WORK TO COMPLETE -
Would you please copy each line below that includes the string "automatically"?

Collected data -
>>>>
PR #2208, opened 2020-07-31
fix(signature-help): Crash on negative index

bryphe:
__Issue:__ Typing `Console.wri(` in a C# project with the C# extension would crash.

__Defect:__ We were getting an exception - an `Invalid_argument List.nth`:
```
[ERROR]    +0ms Oni2.Exception : Exception (Invalid_argument List.nth):
Called from file "src/Feature/SignatureHelp/Feature_SignatureHelp.re", line 476, characters 6-52
Called from file "src/Feature/SignatureHelp/Feature_SignatureHelp.re", line 639, characters 6-251
Called from file "src/UI/EditorView.re", line 122, characters 10-432
```

The code hitting this is: 
```
    let maybeSignature: option(Signature.t) =
      List.nth_opt(model.signatures, signatureIndex);
    let maybeParameter: option(ParameterInformation.t) =
      Option.bind(maybeSignature, signature =>
        List.nth_opt(signature.parameters, parameterIndex)
      );
```

A bit confusing - because we're using `List.nth_opt`, which I'd assume wouldn't throw, and would just return `None` if the index is invalid. However - looking at `List.nth_opt` - it's implemented like this:
```
let nth l n =
  if n < 0 then invalid_arg "List.nth" else
  let rec nth_aux l n =
    match l with
    | [] -> failwith "nth"
    | a::l -> if n = 0 then a else nth_aux l (n-1)
  in nth_aux l n
```
https://github.com/ocaml/ocaml/blob/8b6241c64c8e02a02daa7c4aa6c2181238023834/stdlib/list.ml#L46

If the index is less than 0 - it still throws.... I wonder if this is intentional? It seems confusing. 

__Fix:__
In any case - I switched to use `Base.List.nth` which has the behavior we expect.


bryphe:
Opened a PR here: https://github.com/ocaml/ocaml/pull/9816

PR #2222, opened 2020-08-03
Fix #2205: Control+R working in terminal

### LINKED ISSUE #2205: Ctrl+R in :terminal
I wasn't able to find this mentioned before, so I'm opening an issue here. Please link me if there are previous discussions around it.

My current pre-Oni2 setup is nvim in a tmux pane with terminals on the bottom, and I heavily heavily rely on Ctrl-r to run previous commands. I use fzf in my terminal to get fuzzy searching through the command history, and it's really nice for running old tests or ssh commands and the like.  With the Oni2 term I've run into a problem. <C-r> in the terminal doesn't work since it's a vim binding and it waits for me to paste something from a register instead of searching history.

Is there a way to "passthrough" C-r so that vim doesn't handle it and it goes to the terminal when it's focused? Here's my current, unsuccessful attempt

    { "key": "<C-r>", "command": "", "when": "terminalFocus" }

With this mapping <C-r> will no longer check the register, but it also doesn't open the history, just does nothing. 

Is there a way to "substract" the mapping and let the terminal handle it? Or, conversely, to "add" a mapping that will go to the shell fzf command when it's pressed? 

Note, <Ctrl+t> does work fine in the :term, so I'm guessing it's not a problem with terminal or fzf itself.

bryphe:
__Issue:__ In terminal, the `Control+R` triggers 'insert register' instead of the default terminal behavior (running previous commands).

__Defect:__ The default keybinding was setup to override the terminal action.

__Fix:__ Make the default keybinding inactive when the terminal is focused.

Fixes #2205


ftlc:
Thanks for the quick turnaround!

PR #3352, opened 2021-03-31
feat(keybindings): add binding for opening config

LiHRaM:
Listed in #1423 as a good place to get started as adding a keybinding for the "Open Settings" shortcut. Hope it's okay!

(I accidentally force pushed to master when tracking upstream, so setting this to a different branch now. Unfortunately GitHub doesn't seem to allow me to change the tracking downstream branch after opening an issue...)


bryphe:
Hi @LiHRaM ,

Sorry for the slow reply! Thank you for the PR, really appreciate the contribution 🎉 

Made a couple small tweaks; but when CI is green, will merge.

src/Feature/Configuration/Feature_Configuration.re
```diff
@@ -333,8 +333,22 @@ module Commands = {
     );
 };
 
+module Keybindings = {
+  open Feature_Input.Schema;
+
+  let command = Commands.openConfigurationFile.id;
+
+  let openConfigOnMac =
+    bind(~key="<D-,>", ~condition="isMac" |> WhenExpr.parse, ~command);
```
bryphe, line 342: I believe the condition is case-sensitive (which may be a bug itself) - flipped from `IsMac` -> `isMac`.

src/Feature/Configuration/Feature_Configuration.re
```diff
@@ -333,8 +333,22 @@ module Commands = {
...
+
+  let openConfigOnOther =
+    bind(~key="<C-,>", ~condition="!isMac" |> WhenExpr.parse, ~command);
```
bryphe, line 345: I was worried this might conflict with a default Vim keybinding, but doesn't appear that it does 👍

src/Model/State.re
```diff
@@ -31,6 +31,7 @@ let defaultKeyBindings =
     ),
   ]
   @ Feature_SideBar.Contributions.keybindings
+  @ Feature_Configuration.Contributions.keybindings
```
bryphe, line 34: Thanks for wiring this up!

bryphe:
Looks like the CI failure isn't related to this change; it's a bug with loading the cache. So I'll bring it now.

Thanks for the contribution, @LiHRaM - much appreciated!

PR #3368, opened 2021-04-05
experiment(ci): Test esy@next

bryphe:
Check `esy@next` - cc @EduardoRFS


EduardoRFS:
Hoping that this works, because I already released it, it was blocking some other stuff ;/

bryphe:
Looks like there was an error on CentOS, but not related to `esy` -> seeing the same issue in #3365

PR #3398, opened 2021-04-10
fix(ux/#3362): handle text overflow in FileExplorer

### LINKED ISSUE #3362: No ellipsis in sidebar, selected items have cut-off background
Sidebar visuals are somewhat off right now:
- the scrollbar cuts off selection colors for items
- text is overflowing without ellipsis

Screenshot from 2021-04-02 14-41-43

For comparison, this is how it looks in VSCode, which feels more natural to me:
Screenshot from 2021-04-02 14-43-20

I will be glad to help fix this if someone can point me in the right direction. I have already found the revery example where ellipsis are applied. Does this work in a `flexGrow` context or do we need to set an explicit width? 
Also, would these changes need to be made in this repo or are they affecting the general revery elements as well?

z0al:
An attempt to fix #3362 

Edit: this doesn't work actually. I trying to figure out what is going on

## Open questions

I see similar cut-off issues all over the place. Is there a proper way to fix the _root_ cause? 

In an ideal world, I'd imagine the `Text` component to _somehow calculates the available width internally_ so setting `textOverflow(Ellipsis)` would work out of the box.

### DIFF
--- a/src/Components/FileExplorer/FileTreeView.re
+++ b/src/Components/FileExplorer/FileTreeView.re
@@ -27,7 +27,7 @@ module Styles = {
 
   let item = [flexDirection(`Row), flexGrow(1), alignItems(`Center)];
 
-  let text = (~isFocus, ~isActive, ~decoration, ~theme) => [
+  let text = (~isFocus, ~isActive, ~decoration, ~theme, ~maxWidth) => [
     color(
       switch (
         Option.bind(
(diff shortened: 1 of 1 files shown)


z0al:
I tried everything I could today and nothing seems to work. Closing for now as it's pointless to keep the PR open.

bryphe:
Hi @z0al ,

Thanks for investigating this! Indeed, it does seem like there is a revery bug - opened a PR here: https://github.com/revery-ui/revery/pull/1056

PR #3441, opened 2021-04-21
lint spelling on EULA

taithethai:
Corrected some misspelled words.


zbaylin:
Thanks @taithethai! @bryphe does this require a new version of the EULA to be published (v1.2 or something?)

bryphe:
Thanks @taithethai , really appreciate the fixes! Changes look good.

Good question @zbaylin - since these are just spelling corrections, and there aren't material changes to the EULA, we don't need to version bump.

PR #3444, opened 2021-04-22
re-instate clobbered changelog entry after merge

jesstelford:


jesstelford:
nvm, I see it's listed under "fixes".

PR #3445, opened 2021-04-22
Move workbench.action.quickOpenBuffer feature under "Feature" in changelog

jesstelford:
Also corrects miss-named action (was "action.workbench.quickOpenBuffer", changed to "workbench.action.quickOpenBuffer")


bryphe (approved):
Thanks @jesstelford , nice catch!

PR #3448, opened 2021-04-22
chore(ci): Validate big sur

bryphe:
Looks like a `macos-11.0` vm image might be available, now? https://github.com/actions/virtual-environments/commit/98743bcf9cd51a429767516f8291c43bdd89ba4f


bryphe:
Unfortunately not available yet

PR #3451, opened 2021-04-22
fix(terminal/#2297): 'oni2' command in integrated terminal should open files in current editor

### LINKED ISSUE #2297: Integrated Terminal: 'oni2' command should open file in current editor
__Expected:__ When running the `oni2` command to open a file, ie, `oni2 some-file.txt`, the expectation is that the file would open in the current_session.

__Actual:__ A new Oni2 window is created, which isn't very useful behavior.

I thought we had an issue logged for this already - but couldn't find it.

Related to #1250 - solving that issue would likely solve this one, too. We can potentially pass an environment variable / some context so that a 'nested' Onivim 2 process knows there is already an instance running, and can let it know to open a file.

bryphe:
__Issue:__ Running `oni2 some-file.txt` in the Onivim integrated terminal opens `some-file.txt` in a new instance of Onivim, rather than the current instance.

__Defect:__ There's no context sent to the `oni2` command in the terminal to know to send to the active editor.

__Fix:__ Create a named pipe that multiple instances of Onivim can communicate through, and send the information for that pipe to the terminal.

__TODO:__
- [x] Fix CLI-specified files from opening in same split as terminal
- [x] Test on Windows
- [x] Test on Linux

Fixes #2297


zbaylin:
FYI @bryphe if you use `open -a Onivim2.app <file>` on macOS it already opens in the current editor because of the work we did with opening files with right-click, etc. Not sure if that makes it any easier for you on macOS.

bryphe:
Thanks @zbaylin ! I basically used a new (cross-platform) setup to facilitate sending remote commands from the CLI -> a target process (and, for the terminal, sending context about the target process) - same strategy on all platforms (create a named pipe, send the named pipe info to the terminal, send command over named pipe, etc)

PR #3458, opened 2021-04-25
docs: change search motion from // to /

Minnozz:


bryphe (approved):
Nice catch @Minnozz , thanks for the fix!

PR #488, opened 2019-05-28
Replace  --force with --force-with-lease

maxking:
`--force-with-lease` is generally less harmful than `--force`  and is usually what people want when they use `--force`.


Mariatta:
Thanks!

PR #480, opened 2019-05-08
Document the policy for repositories under the Python org

brettcannon:

PR #489, opened 2019-05-29
Fix number

hugovk:
Two categories were added during review of https://github.com/python/devguide/pull/480. 

Don't specify the number, so it doesn't need to be updated when categories are added or removed.


encukou:
Thank you!
Normally I wouldn't dare modify a Steering Committee pronouncement, but the fix is obvious, so I'll go ahead and merge.

PR #497, opened 2019-06-16
Add introductory note for new and experienced git users

willingc:
Follow up to #496


willingc:
Thanks for the review @methane.

PR #499, opened 2019-06-18
Add p-ganssle to experts list for times and dates

pganssle:
Adding myself to the experts index.

Does anyone know if the auto-nosy index on bpo is populated from this document automatically, or is there somewhere else I need to update for that?


Mariatta:
I think it needs to be done in bpo side. One of the bpo admins can do it. (not me)

zware:
This will propagate to bpo automatically.

(Also, welcome, Paul!)

PR #504, opened 2019-07-03
Update my affiliations and motivations

pitrou:


pitrou:
I realized those weren't up-to-date anymore :-)

Issue #507, opened 2019-07-12
Add github usernames to the experts index


aeros:
On the [experts index section of the devguide](https://devguide.python.org/experts), it would be helpful to include the GitHub usernames of the experts in each category. This seems like it would be a necessary component of fully implementing [PEP 581](https://www.python.org/dev/peps/pep-0581/). Currently, the names on this list only correspond with the names on the [roundup issue tracker](https://bugs.python.org/).

This would be particularly helpful so that contributors and those in the [proposed triager role](https://discuss.python.org/t/proposal-create-bug-triage-team-on-github/992) can notify the correct the core developers for review of an issue. Sometimes the reviewers automatically added based on the code owners list is enough, but in many cases (particularly for documentation) it is not. For an example, see https://github.com/python/cpython/pull/14492.

I would be glad to help with updating the experts list, but I'm undecided as far as formatting goes. At the moment, it looks something like this:

>**Interest Area** | **Maintainers**

>documentation | ezio.melotti, eric.araujo, mdk, willingc

Here's a few ideas:

1) **Add github username in parenthesis if it is not the same as the one listed**:

>**Interest Area** | **Maintainers**

>documentation | ezio.melotti (ezio-melotti), eric.araujo (merwok), mdk (JulienPalard) , willingc

2) **Change the maintainers column to use their actual name, and have other section(s) for the usernames**:

>**Interest Area** | **Maintainers** | **GitHub**

>documentation | Ezio Melotti, Eric Araujo, Julien Palard, Carol Willing | ezio-melotti, merwok JulienPalard, willingc

3) **Replace roundup usernames with GitHub usernames**:

>**Interest Area** | **Maintainers**

>documentation | ezio-melotti, merwok, JulienPalard, willingc

Since the transition to GitHub issues is still in progress, I would suggest using the first option, as that would allow for the index to still be useful for issues which are on the roundup issue tracker. Once the transition is complete, the roundup usernames could be removed and replaced with just the github usernames (third option).

aeros167:
While working on this issue, it would also be appropriate to spend some time updating the list so that any currently inactive experts are removed and currently active experts are added. Any active core developer who has experience reviewing PRs in a given category and is interested could be added.

Mariatta:
I also prefer option 1. 

I believe there is an existing mechanism to automatically `+nosy` people in experts list to issue in bpo. Not sure if changing the format will break anything. Perhaps someone more familiar with bpo can chime in.

zware:
[...]

PR #517, opened 2019-07-27
Add JSON for storing expert data

aeros:
Component of issue #507

@zware and @Mariatta suggested that an effective method of storing the data from the experts index would be to add a new JSON file to the devguide repository. This would allow for an efficient way to store the expert data and to easily be able to find their respective GitHub names (or any other platform). Currently, `experts.rst` only lists the names on bpo, and the formatting can't be changed due to the nosy list scripts using data from the tables. As a beneficial side effect, this would also likely improve the performance of any expert data extraction scripts.

The formatting of the JSON file is using two primary sections: `categories` and `maintainers`. Initially, I was going to leave the exact formatting from the `experts.rst` tables, but I realized that doing so would result in quite a lot of redundant data. To address that issue, I used the following format:

```javascript
'categories': {
    'category_name': [
        'maintainer_name',
        // ...,
   ],
   // ...,
},
'maintainers': {
    'maintainer_name' : {
        'bpo_name': 'value',
        'github_name': 'value',
        // Other properties?
    },
    // ...,
}
```

Having a separate section for the specific information on each of the maintainers provides normalization, so that the information for any maintainers that are experts for multiple modules aren't repeatedly stored. 

I think that providing their actual name instead of their bpo username makes a bit more sense, since that allows `experts.rst` to be far less platform specific. It also makes more sense for the platform specific usernames to be a property of their actual name, rather than using the bpo username as the key. Additionally, since we're moving away from bpo in the near future, that adds further reason to not use it as the identifying key for the experts.

An alternative would be to instead use the GitHub usernames as the key, but as I mentioned earlier, I find it preferable that this JSON doesn't favor any particular platform. Leaving it platform-independent makes it far more scalable in the long term. Let me know if anyone has any suggestions for alternative formats.

Note: The JSON file is currently missing a few experts (that aren't core devs), since I extracted data from the bpo committers list to convert from their bpo usernames to their actual names. Feel free to add or mention any active experts that are missing. The current experts list has an (inactive) after the names of some of the inactive people, but I'm not sure as to whether or not it's fully up to date.

### DIFF
--- a/experts.json
+++ b/experts.json
@@ -729,9 +729,6 @@
         "Argument Clinic":[
             "Larry Hastings"
         ],
-        "Platform":[
-
-        ],
         "AIX":[
 
         ],
@@ -767,9 +764,6 @@
             "Paul Moore"
         ],
         "JVM/Java":[
-
-        ],
-        "Interest Area":[
 
         ],
         "algorithms":[
@@ -934,9 +928,6 @@
         "version control":[
             "Éric Araujo",
             "Ezio Melotti"
-        ],
-        "Translation":[
-
         ],
         "French":[
             "Julien Palard"
--- a/experts.json
+++ b/experts.json
@@ -1,0 +1,1284 @@
+{
+    "categories":{
+        "__future__":[
+
+        ],
+        "__main__":[
+            "Guido van Rossum",
+            "Nick Coghlan"
+        ],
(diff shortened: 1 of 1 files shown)


aeros:
Closing this PR as the core issue was already solved with https://github.com/python/devguide/pull/552.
<<<<
TASK RESULT -
Does anyone know if the auto-nosy index on bpo is populated from this document automatically, or is there somewhere else I need to update for that?
This will propagate to bpo automatically.
This would be particularly helpful so that contributors and those in the [proposed triager role](https://discuss.python.org/t/proposal-create-bug-triage-team-on-github/992) can notify the correct the core developers for review of an issue. Sometimes the reviewers automatically added based on the code owners list is enough, but in many cases (particularly for documentation) it is not. For an example, see https://github.com/python/cpython/pull/14492.
I believe there is an existing mechanism to automatically `+nosy` people in experts list to issue in bpo. Not sure if changing the format will break anything. Perhaps someone more familiar with bpo can chime in.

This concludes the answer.